### WHAT YOU ARE ASKED TO DO
Could you reproduce every record below exactly as it stands?

(DATASET Opens)

PR #4587, opened 2025-02-28
Adding nnx Gemma2-2b (including overall fixes) to examples/gemma

### LINKED ISSUE #4567: Some surprises when adding Gemma2-2b to flax/examples/gemma
Looking forward to getting to grips with `nnx`, I went about implementing the apparently missing `gemma2_2b` model.

After coming up with a suitable `TransformerConfig`, I was surprised that I couldn't get a forward pass to run : So I added 'Grouped-Query Attention' (mirroring what can be seen in the GDM `gemma` library).  

Still no dice, since (although I checked all the params were getting set correctly), garbage logits were being returned.  So I labouriously went through each layer, checking for numerical differences, only to find that in [`modules.Block`](https://github.com/google/flax/blob/main/examples/gemma/modules.py#L338-L358), the ordering of the sub-modules is clearly in the wrong order (look at the `pre_ffw_norm` and the `post_attn_norm`, and the residual paths, for instance):

```python
class Block(nnx.Module):
    #...
  def __call__(self, x, ...):  
    inputs_normalized = self.pre_attention_norm(x)
    cache, attn_output = self.attn(
        inputs_normalized,
        segment_pos,
        cache,
        attn_mask,
    )
    attn_output += x
    residual = attn_output
    attn_output = self.pre_ffw_norm(attn_output)

    if self.use_post_attn_norm:
      attn_output = self.post_attn_norm(attn_output)
    self.sow_config.maybe_sow_rs_after_attention(attn_output, self)

    outputs = self.mlp(attn_output)
    if self.use_post_ffw_norm:
      outputs = self.post_ffw_norm(outputs)
    outputs = residual + outputs
    self.sow_config.maybe_sow_rs_after_ffw(outputs, self)
    return cache, outputs
```

After fixing this up, the model's final `logits` come out pretty close to the GDM `gemma` ones (small errors seem to creep in along the way due to bfloat16/float16).  This is good news - though it is slightly worrying that this example has been *unusable* over the whole period, since its actual functionality as an implementation of gemma models does not appear to have been tested...

Please let me know if you'd like a PR to cover (at minimum) adding a working `gemma2_2b`

mdda:
## Adds Gemma2-2b (including GQA to Attention and fixes to Block)

Fixes #4567 

It includes:
* New `TransformerConfig` for gemma2-2b model
* Renames existing configs to make them uniform
   + NB: This cannot affect existing code, since this module was previously unusable
* Added additional params reading key adjustment (key in gemma2-2b needs remapping from kaggle download)
* Adds GQA to Attention module
* Reorders the operations in Block module so that logits output from overall Transformer are not gibberish
  + logits confirmed to (approximately) match those from GDE `gemma` (flax linen) model
* No new documentation provided
  + This change would make the example in the `nnx` documentation work (did not work before)
* No additional tests provided


cgarciae:
Hey Martin! Thanks for doing this.
Some folks are internally also improving the model. Let me merge their changes first and make sure there are no conflicts with those changes.

mdda:
Ahhh - Brings back memories of PRs for TensorFlow.  Good times!

examples/gemma/transformer.py
```diff
@@ -128,30 +128,31 @@ def gemma_7b(cls):
     )
 
   @classmethod
-  def gemma_27b(cls):
-    num_layers = 46
+  def gemma2_2b(cls):
```
cgarciae, line 131: Why don't we add a new method for `gemma_27b` configuration instead of removing the `gemma2_2b` one?

cgarciae:
Thanks @mdda for doing this, it took a while because there where other changes to the model in the background that were pending. I think this is great. Can you please add a test to check that the GQA configuration works and matches the base version?

Also now need to solve the conflicts, sorry about this, this code is being used by a couple of users internally.

examples/gemma/transformer.py
mdda: They are both in the file - it's just the git that didn't pick up the diff properly.

But also, it makes sense to rename the different 'generations' of gemma, gemma2, gemma3, etc  as separate classes, rather than relying on implicit knowledge about which size came from where.

Moreover, the gemma2_27 didn't have the right normalisation in the attention - will need a separate fix.

I also see that the Google-generated PR adopted the same fix as mine to the Block module.  Good for you!

mdda:
Surprised that the code was being used internally prior to my PR, since the Block module was entirely borked.

cgarciae:
@mdda please take a look at CI, you probably need to run:

```bash
pip install pre-commit
pre-commit run --all-files
```

vfdev-5:
Hey @mdda , I wonder whether you would be able to finalize this PR? If you are busy, we can take over it keeping your commits (such that you will be credited for the work you have done). Please, let me know. Thanks!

(DATASET Closes)

### RESULT OF THIS TASK
PR #4587, opened 2025-02-28
Adding nnx Gemma2-2b (including overall fixes) to examples/gemma

### LINKED ISSUE #4567: Some surprises when adding Gemma2-2b to flax/examples/gemma
Looking forward to getting to grips with `nnx`, I went about implementing the apparently missing `gemma2_2b` model.

After coming up with a suitable `TransformerConfig`, I was surprised that I couldn't get a forward pass to run : So I added 'Grouped-Query Attention' (mirroring what can be seen in the GDM `gemma` library).  

Still no dice, since (although I checked all the params were getting set correctly), garbage logits were being returned.  So I labouriously went through each layer, checking for numerical differences, only to find that in [`modules.Block`](https://github.com/google/flax/blob/main/examples/gemma/modules.py#L338-L358), the ordering of the sub-modules is clearly in the wrong order (look at the `pre_ffw_norm` and the `post_attn_norm`, and the residual paths, for instance):

```python
class Block(nnx.Module):
    #...
  def __call__(self, x, ...):  
    inputs_normalized = self.pre_attention_norm(x)
    cache, attn_output = self.attn(
        inputs_normalized,
        segment_pos,
        cache,
        attn_mask,
    )
    attn_output += x
    residual = attn_output
    attn_output = self.pre_ffw_norm(attn_output)

    if self.use_post_attn_norm:
      attn_output = self.post_attn_norm(attn_output)
    self.sow_config.maybe_sow_rs_after_attention(attn_output, self)

    outputs = self.mlp(attn_output)
    if self.use_post_ffw_norm:
      outputs = self.post_ffw_norm(outputs)
    outputs = residual + outputs
    self.sow_config.maybe_sow_rs_after_ffw(outputs, self)
    return cache, outputs
```

After fixing this up, the model's final `logits` come out pretty close to the GDM `gemma` ones (small errors seem to creep in along the way due to bfloat16/float16).  This is good news - though it is slightly worrying that this example has been *unusable* over the whole period, since its actual functionality as an implementation of gemma models does not appear to have been tested...

Please let me know if you'd like a PR to cover (at minimum) adding a working `gemma2_2b`

mdda:
## Adds Gemma2-2b (including GQA to Attention and fixes to Block)

Fixes #4567 

It includes:
* New `TransformerConfig` for gemma2-2b model
* Renames existing configs to make them uniform
   + NB: This cannot affect existing code, since this module was previously unusable
* Added additional params reading key adjustment (key in gemma2-2b needs remapping from kaggle download)
* Adds GQA to Attention module
* Reorders the operations in Block module so that logits output from overall Transformer are not gibberish
  + logits confirmed to (approximately) match those from GDE `gemma` (flax linen) model
* No new documentation provided
  + This change would make the example in the `nnx` documentation work (did not work before)
* No additional tests provided


cgarciae:
Hey Martin! Thanks for doing this.
Some folks are internally also improving the model. Let me merge their changes first and make sure there are no conflicts with those changes.

mdda:
Ahhh - Brings back memories of PRs for TensorFlow.  Good times!

examples/gemma/transformer.py
```diff
@@ -128,30 +128,31 @@ def gemma_7b(cls):
     )
 
   @classmethod
-  def gemma_27b(cls):
-    num_layers = 46
+  def gemma2_2b(cls):
```
cgarciae, line 131: Why don't we add a new method for `gemma_27b` configuration instead of removing the `gemma2_2b` one?

cgarciae:
Thanks @mdda for doing this, it took a while because there where other changes to the model in the background that were pending. I think this is great. Can you please add a test to check that the GQA configuration works and matches the base version?

Also now need to solve the conflicts, sorry about this, this code is being used by a couple of users internally.

examples/gemma/transformer.py
mdda: They are both in the file - it's just the git that didn't pick up the diff properly.

But also, it makes sense to rename the different 'generations' of gemma, gemma2, gemma3, etc  as separate classes, rather than relying on implicit knowledge about which size came from where.

Moreover, the gemma2_27 didn't have the right normalisation in the attention - will need a separate fix.

I also see that the Google-generated PR adopted the same fix as mine to the Block module.  Good for you!

mdda:
Surprised that the code was being used internally prior to my PR, since the Block module was entirely borked.

cgarciae:
@mdda please take a look at CI, you probably need to run:

```bash
pip install pre-commit
pre-commit run --all-files
```

vfdev-5:
Hey @mdda , I wonder whether you would be able to finalize this PR? If you are busy, we can take over it keeping your commits (such that you will be credited for the work you have done). Please, let me know. Thanks!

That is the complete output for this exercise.